■ WHAT YOU WILL DO
Copy each line below that contains "starvation".

**** RECORD EXTRACTS

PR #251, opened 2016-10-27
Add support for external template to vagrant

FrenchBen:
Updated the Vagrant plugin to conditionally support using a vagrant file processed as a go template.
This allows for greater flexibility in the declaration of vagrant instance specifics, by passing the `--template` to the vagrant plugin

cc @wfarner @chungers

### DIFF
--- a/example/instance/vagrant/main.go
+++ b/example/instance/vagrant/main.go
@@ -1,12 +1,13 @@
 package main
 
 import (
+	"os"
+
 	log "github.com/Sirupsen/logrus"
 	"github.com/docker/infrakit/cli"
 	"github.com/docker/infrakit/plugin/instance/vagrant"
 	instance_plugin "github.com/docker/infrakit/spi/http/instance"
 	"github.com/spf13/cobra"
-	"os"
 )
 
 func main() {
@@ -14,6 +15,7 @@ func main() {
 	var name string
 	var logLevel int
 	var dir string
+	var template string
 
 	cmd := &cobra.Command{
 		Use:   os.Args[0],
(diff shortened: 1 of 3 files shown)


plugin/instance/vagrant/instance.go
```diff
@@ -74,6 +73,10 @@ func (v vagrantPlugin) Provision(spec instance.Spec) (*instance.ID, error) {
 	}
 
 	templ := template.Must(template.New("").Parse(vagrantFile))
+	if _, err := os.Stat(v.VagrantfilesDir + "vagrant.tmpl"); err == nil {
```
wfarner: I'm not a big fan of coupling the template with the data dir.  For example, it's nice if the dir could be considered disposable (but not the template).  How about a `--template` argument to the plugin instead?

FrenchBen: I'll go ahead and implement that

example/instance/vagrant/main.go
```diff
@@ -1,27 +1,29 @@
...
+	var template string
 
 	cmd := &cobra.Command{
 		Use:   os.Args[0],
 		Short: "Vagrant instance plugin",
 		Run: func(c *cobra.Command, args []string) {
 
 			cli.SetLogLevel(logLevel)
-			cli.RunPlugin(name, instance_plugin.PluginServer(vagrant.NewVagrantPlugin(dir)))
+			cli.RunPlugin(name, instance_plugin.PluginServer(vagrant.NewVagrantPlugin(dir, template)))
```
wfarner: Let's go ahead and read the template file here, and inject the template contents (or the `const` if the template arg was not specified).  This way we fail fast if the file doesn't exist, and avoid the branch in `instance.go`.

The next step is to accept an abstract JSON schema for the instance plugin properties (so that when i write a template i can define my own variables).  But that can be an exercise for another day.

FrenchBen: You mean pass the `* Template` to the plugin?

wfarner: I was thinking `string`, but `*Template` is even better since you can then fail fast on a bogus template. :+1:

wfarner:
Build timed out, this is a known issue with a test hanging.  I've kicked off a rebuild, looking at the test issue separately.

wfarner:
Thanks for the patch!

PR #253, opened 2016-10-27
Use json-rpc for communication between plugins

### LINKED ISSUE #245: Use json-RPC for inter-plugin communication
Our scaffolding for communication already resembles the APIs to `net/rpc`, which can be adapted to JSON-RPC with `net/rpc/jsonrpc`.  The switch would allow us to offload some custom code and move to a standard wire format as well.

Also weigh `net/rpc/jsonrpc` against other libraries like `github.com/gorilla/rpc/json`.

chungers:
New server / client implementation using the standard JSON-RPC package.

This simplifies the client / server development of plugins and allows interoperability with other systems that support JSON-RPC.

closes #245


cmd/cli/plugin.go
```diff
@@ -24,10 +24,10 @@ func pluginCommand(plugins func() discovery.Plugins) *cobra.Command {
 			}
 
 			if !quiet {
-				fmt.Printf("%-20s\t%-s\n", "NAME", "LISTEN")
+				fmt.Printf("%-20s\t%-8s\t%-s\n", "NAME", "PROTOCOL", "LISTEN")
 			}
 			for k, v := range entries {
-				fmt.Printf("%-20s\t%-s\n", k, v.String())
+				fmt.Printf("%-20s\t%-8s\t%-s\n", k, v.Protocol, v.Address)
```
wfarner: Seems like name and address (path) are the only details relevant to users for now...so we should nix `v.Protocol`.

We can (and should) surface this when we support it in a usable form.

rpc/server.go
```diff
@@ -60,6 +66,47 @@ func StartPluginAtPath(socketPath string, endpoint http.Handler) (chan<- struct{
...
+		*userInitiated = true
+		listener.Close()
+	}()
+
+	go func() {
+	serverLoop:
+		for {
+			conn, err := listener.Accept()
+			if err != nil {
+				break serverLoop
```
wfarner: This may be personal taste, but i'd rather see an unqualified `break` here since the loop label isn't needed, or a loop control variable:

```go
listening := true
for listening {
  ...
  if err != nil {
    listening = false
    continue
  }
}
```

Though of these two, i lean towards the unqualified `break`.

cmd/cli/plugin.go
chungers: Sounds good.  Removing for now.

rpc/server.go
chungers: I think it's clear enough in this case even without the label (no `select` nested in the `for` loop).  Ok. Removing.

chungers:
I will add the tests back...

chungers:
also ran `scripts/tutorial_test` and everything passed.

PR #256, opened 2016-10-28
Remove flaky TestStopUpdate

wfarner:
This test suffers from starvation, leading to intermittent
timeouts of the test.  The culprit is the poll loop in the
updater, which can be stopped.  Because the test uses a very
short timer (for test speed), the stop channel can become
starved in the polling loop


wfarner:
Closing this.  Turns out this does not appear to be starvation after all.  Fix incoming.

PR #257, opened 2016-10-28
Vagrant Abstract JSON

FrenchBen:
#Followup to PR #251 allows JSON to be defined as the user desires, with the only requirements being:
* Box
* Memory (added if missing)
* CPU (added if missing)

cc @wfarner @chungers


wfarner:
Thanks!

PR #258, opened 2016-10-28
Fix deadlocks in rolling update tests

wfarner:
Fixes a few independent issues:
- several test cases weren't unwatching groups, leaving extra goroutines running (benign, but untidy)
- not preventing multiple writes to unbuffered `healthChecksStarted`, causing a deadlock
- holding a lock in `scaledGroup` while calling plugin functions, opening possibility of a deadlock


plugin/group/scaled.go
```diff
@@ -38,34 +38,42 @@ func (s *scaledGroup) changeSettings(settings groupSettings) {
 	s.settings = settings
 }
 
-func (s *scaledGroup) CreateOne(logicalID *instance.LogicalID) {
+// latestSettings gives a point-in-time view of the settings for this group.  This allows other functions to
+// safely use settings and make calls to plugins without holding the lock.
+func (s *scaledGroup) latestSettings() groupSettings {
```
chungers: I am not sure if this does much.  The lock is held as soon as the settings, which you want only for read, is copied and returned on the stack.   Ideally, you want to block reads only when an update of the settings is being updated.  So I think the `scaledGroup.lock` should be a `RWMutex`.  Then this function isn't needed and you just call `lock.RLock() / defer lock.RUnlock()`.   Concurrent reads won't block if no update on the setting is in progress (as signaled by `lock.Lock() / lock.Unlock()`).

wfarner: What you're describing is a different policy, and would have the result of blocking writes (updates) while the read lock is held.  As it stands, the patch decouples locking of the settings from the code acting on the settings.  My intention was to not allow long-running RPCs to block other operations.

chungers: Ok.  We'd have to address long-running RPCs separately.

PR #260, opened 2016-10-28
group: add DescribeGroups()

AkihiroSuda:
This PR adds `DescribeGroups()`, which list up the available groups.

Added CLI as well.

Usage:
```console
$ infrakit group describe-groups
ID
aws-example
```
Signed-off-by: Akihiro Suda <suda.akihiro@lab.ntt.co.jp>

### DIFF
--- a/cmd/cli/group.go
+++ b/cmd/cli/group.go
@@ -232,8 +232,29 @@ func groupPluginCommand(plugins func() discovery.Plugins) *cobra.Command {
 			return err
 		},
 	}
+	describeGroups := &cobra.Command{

********

■ EXERCISE OUTPUT
This test suffers from starvation, leading to intermittent
Closing this.  Turns out this does not appear to be starvation after all.  Fix incoming.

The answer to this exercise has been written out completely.